_WHAT IS EXPECTED_: Set down the entries below exactly as written.
### DATA TO EXAMINE
PR #5407, opened 2020-11-23
Fix: TriangleToLine() not checking start / end point of line properly.

wiserim:
This PR

* Fixes a bug

Describe the changes below:
`Phaser.Geom.Intersects.TriangleToLine(triangle, line)` method doesn't check properly if triangle contains start or end point of line.
It's passing line's point objects to `Phaser.Geom.Triangle.Contains(x, y)`.
Method was replaced by `Phaser.Geom.Triangle.ContainsPoint(point)`.

### DIFF
--- a/src/geom/intersects/TriangleToLine.js
+++ b/src/geom/intersects/TriangleToLine.js
@@ -4,7 +4,7 @@
  * @license      {@link https://opensource.org/licenses/MIT|MIT License}
  */
 
-var Contains = require('../triangle/Contains');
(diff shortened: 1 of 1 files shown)


photonstorm:
👍

photonstorm:
Thinking about this, we don't need to create a `Point` at all. It can be just done with `if (triangle.contains(line.x1, line.y1) || triangle.contains(line.x2, line.y2))`.

PR #5450, opened 2020-12-16
Modify arcade body to still separate bodies in the presence of micro teleports, modifications to bodies' game objects' x & y positions.

lackhand:
Addresses issues like https://www.html5gamedevs.com/topic/39840-collision-player-on-movable-platform/ (etc)

Arcade physics already had the notion of `prev`ious position (position last physics step) which was used in place of `velocity` (change in position to be added by the physics) in appropriate places in the arcade physics engine. However, the old logic treated this once-per-frame sync as a miniature reset, wiping out the previous step's position; the new logic treats this once-per-frame sync as a one-step kick in velocity, retaining the previous step's position across the frame boundary.

Bodies that wish to teleport *without* separation can continue to use `body.reset` to do so, which will cancel all `velocity` and `dx` and `dy`; if this collides two bodies, they will be embedded as in the current logic.

This should not affect any existing code (tested locally in several cases, but only verified by eye), because existing game object position + separation logic was unintuitive and unlikely to be relied upon by users.

Please advise on additional testing steps! Thank you!

### DIFF
--- a/src/physics/arcade/Body.js
+++ b/src/physics/arcade/Body.js
@@ -1030,8 +1030,6 @@ var Body = new Class({
 
         if (this.moves)
         {
-            this.prev.x = this.position.x;
-            this.prev.y = this.position.y;
             this.prevFrame.x = this.position.x;
             this.prevFrame.y = this.position.y;
         }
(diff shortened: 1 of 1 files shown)


lackhand:
This partially undoes https://github.com/photonstorm/phaser/pull/4729 -- I'm checking the `friction` examples particularly to make sure this is correct.

lackhand:
This entirely breaks friction ( per http://127.0.0.1:8080/view.html?src=src\physics\arcade\basic%20platform.js&v=dev ).
Request withdrawn, will address this issue.

PR #5451, opened 2020-12-17
Arcade collisions now support modifications to the parent game object (, and friction)

lackhand:
Addresses issues like https://www.html5gamedevs.com/topic/39840-collision-player-on-movable-platform/ , https://www.html5gamedevs.com/topic/28652-why-my-physics-arcade-overlap-function-is-not-working/?tab=comments#comment-164826 , personal annoyance, (etc)

Arcade physics already had the notion of previous position (position last physics step) which was used in place of velocity (change in position to be added by the physics) in appropriate places in the arcade physics engine. However, the old logic treated this once-per-frame sync as a miniature reset, wiping out the previous step's position; the new logic treats this once-per-frame sync as a one-step kick in velocity, retaining the previous step's position across the frame boundary.

Bodies that wish to teleport without separation can continue to use body.reset to do so, which will cancel all velocity and dx and dy; if this collides two bodies, they will be embedded as in the current logic.

This should not affect any existing code (tested locally in several cases, but only verified by eye), because existing game object position + separation logic was unintuitive and unlikely to be relied upon by users.

Please advise on additional testing steps! Thank you!

Second attempt at https://github.com/photonstorm/phaser/pull/5450 .
Related work: #4729  .

Some tests in https://github.com/photonstorm/phaser3-examples/compare/master...browndragon:arcade3?expand=1 (I can make that more formal so it can be checked in if you prefer).

### DIFF
--- a/src/physics/arcade/Body.js
+++ b/src/physics/arcade/Body.js
@@ -1022,24 +1022,29 @@ var Body = new Class({
         if (willStep)
         {
             this.resetFlags();
+
+            if (this.moves)
+            {
+                // Snapshot the last physics step position *before* syncing from the gameObject per `prev`'s contract. This lets physics see any changes from tweens etc to the game object's position. If a step isn't going to be executed, it's not correct to snapshot, since then movement direction might be lost.
+                // You can avoid this by explicitly calling `reset` to "teleport" a gameobject around.
+                this.prev.x = this.position.x;
+                this.prev.y = this.position.y;
+            }
         }
 
         this.updateFromGameObject();
 
         this.rotation = this.transform.rotation;
         this.preRotation = this.rotation;
-
         if (this.moves)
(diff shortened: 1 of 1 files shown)


lackhand:
Came up in discord today: https://discord.com/channels/244245946873937922/416623653741133837/806589278351917127

lackhand:
I still stand by this, but I've personally moved my work over to https://github.com/browndragon/phaser/tree/solidArcade .
I'll append a blog post with an explanation of findings as well.
Once that's appending, I'll close this request.

lackhand:
https://browndragon.tumblr.com/post/650184434757386240/the-problem-with-arcade-physics -- thanks! Let me know if there's interest in forming this into a real bug report, a patch, etc. I'll close this particular PR now!

PR #5467, opened 2020-12-25
Remove a type of Post Pipeline instances, not only a single instance

rexrainbow:

* Adds a new feature/bug fix

Describe the changes below:

A post-fix pipeline class can be added to game object many times, via different instances.

Previously, `removePostPipeline(pipelineClass)` method only removes a single pipeline instance. It won't clear all instances of pipelineClass. This PR will remove all instances of pipelineClass.


photonstorm:
👍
######
_RESPONSE_:
PR #5407, opened 2020-11-23
Fix: TriangleToLine() not checking start / end point of line properly.

wiserim:
This PR

* Fixes a bug

Describe the changes below:
`Phaser.Geom.Intersects.TriangleToLine(triangle, line)` method doesn't check properly if triangle contains start or end point of line.
It's passing line's point objects to `Phaser.Geom.Triangle.Contains(x, y)`.
Method was replaced by `Phaser.Geom.Triangle.ContainsPoint(point)`.

### DIFF
--- a/src/geom/intersects/TriangleToLine.js
+++ b/src/geom/intersects/TriangleToLine.js
@@ -4,7 +4,7 @@
  * @license      {@link https://opensource.org/licenses/MIT|MIT License}
  */
 
-var Contains = require('../triangle/Contains');
(diff shortened: 1 of 1 files shown)


photonstorm:
👍

photonstorm:
Thinking about this, we don't need to create a `Point` at all. It can be just done with `if (triangle.contains(line.x1, line.y1) || triangle.contains(line.x2, line.y2))`.

PR #5450, opened 2020-12-16
Modify arcade body to still separate bodies in the presence of micro teleports, modifications to bodies' game objects' x & y positions.

lackhand:
Addresses issues like https://www.html5gamedevs.com/topic/39840-collision-player-on-movable-platform/ (etc)

Arcade physics already had the notion of `prev`ious position (position last physics step) which was used in place of `velocity` (change in position to be added by the physics) in appropriate places in the arcade physics engine. However, the old logic treated this once-per-frame sync as a miniature reset, wiping out the previous step's position; the new logic treats this once-per-frame sync as a one-step kick in velocity, retaining the previous step's position across the frame boundary.

Bodies that wish to teleport *without* separation can continue to use `body.reset` to do so, which will cancel all `velocity` and `dx` and `dy`; if this collides two bodies, they will be embedded as in the current logic.

This should not affect any existing code (tested locally in several cases, but only verified by eye), because existing game object position + separation logic was unintuitive and unlikely to be relied upon by users.

Please advise on additional testing steps! Thank you!

### DIFF
--- a/src/physics/arcade/Body.js
+++ b/src/physics/arcade/Body.js
@@ -1030,8 +1030,6 @@ var Body = new Class({
 
         if (this.moves)
         {
-            this.prev.x = this.position.x;
-            this.prev.y = this.position.y;
             this.prevFrame.x = this.position.x;
             this.prevFrame.y = this.position.y;
         }
(diff shortened: 1 of 1 files shown)


lackhand:
This partially undoes https://github.com/photonstorm/phaser/pull/4729 -- I'm checking the `friction` examples particularly to make sure this is correct.

lackhand:
This entirely breaks friction ( per http://127.0.0.1:8080/view.html?src=src\physics\arcade\basic%20platform.js&v=dev ).
Request withdrawn, will address this issue.

PR #5451, opened 2020-12-17
Arcade collisions now support modifications to the parent game object (, and friction)

lackhand:
Addresses issues like https://www.html5gamedevs.com/topic/39840-collision-player-on-movable-platform/ , https://www.html5gamedevs.com/topic/28652-why-my-physics-arcade-overlap-function-is-not-working/?tab=comments#comment-164826 , personal annoyance, (etc)

Arcade physics already had the notion of previous position (position last physics step) which was used in place of velocity (change in position to be added by the physics) in appropriate places in the arcade physics engine. However, the old logic treated this once-per-frame sync as a miniature reset, wiping out the previous step's position; the new logic treats this once-per-frame sync as a one-step kick in velocity, retaining the previous step's position across the frame boundary.

Bodies that wish to teleport without separation can continue to use body.reset to do so, which will cancel all velocity and dx and dy; if this collides two bodies, they will be embedded as in the current logic.

This should not affect any existing code (tested locally in several cases, but only verified by eye), because existing game object position + separation logic was unintuitive and unlikely to be relied upon by users.

Please advise on additional testing steps! Thank you!

Second attempt at https://github.com/photonstorm/phaser/pull/5450 .
Related work: #4729  .

Some tests in https://github.com/photonstorm/phaser3-examples/compare/master...browndragon:arcade3?expand=1 (I can make that more formal so it can be checked in if you prefer).

### DIFF
--- a/src/physics/arcade/Body.js
+++ b/src/physics/arcade/Body.js
@@ -1022,24 +1022,29 @@ var Body = new Class({
         if (willStep)
         {
             this.resetFlags();
+
+            if (this.moves)
+            {
+                // Snapshot the last physics step position *before* syncing from the gameObject per `prev`'s contract. This lets physics see any changes from tweens etc to the game object's position. If a step isn't going to be executed, it's not correct to snapshot, since then movement direction might be lost.
+                // You can avoid this by explicitly calling `reset` to "teleport" a gameobject around.
+                this.prev.x = this.position.x;
+                this.prev.y = this.position.y;
+            }
         }
 
         this.updateFromGameObject();
 
         this.rotation = this.transform.rotation;
         this.preRotation = this.rotation;
-
         if (this.moves)
(diff shortened: 1 of 1 files shown)


lackhand:
Came up in discord today: https://discord.com/channels/244245946873937922/416623653741133837/806589278351917127

lackhand:
I still stand by this, but I've personally moved my work over to https://github.com/browndragon/phaser/tree/solidArcade .
I'll append a blog post with an explanation of findings as well.
Once that's appending, I'll close this request.

lackhand:
https://browndragon.tumblr.com/post/650184434757386240/the-problem-with-arcade-physics -- thanks! Let me know if there's interest in forming this into a real bug report, a patch, etc. I'll close this particular PR now!

PR #5467, opened 2020-12-25
Remove a type of Post Pipeline instances, not only a single instance

rexrainbow:

* Adds a new feature/bug fix

Describe the changes below:

A post-fix pipeline class can be added to game object many times, via different instances.

Previously, `removePostPipeline(pipelineClass)` method only removes a single pipeline instance. It won't clear all instances of pipelineClass. This PR will remove all instances of pipelineClass.


photonstorm:
👍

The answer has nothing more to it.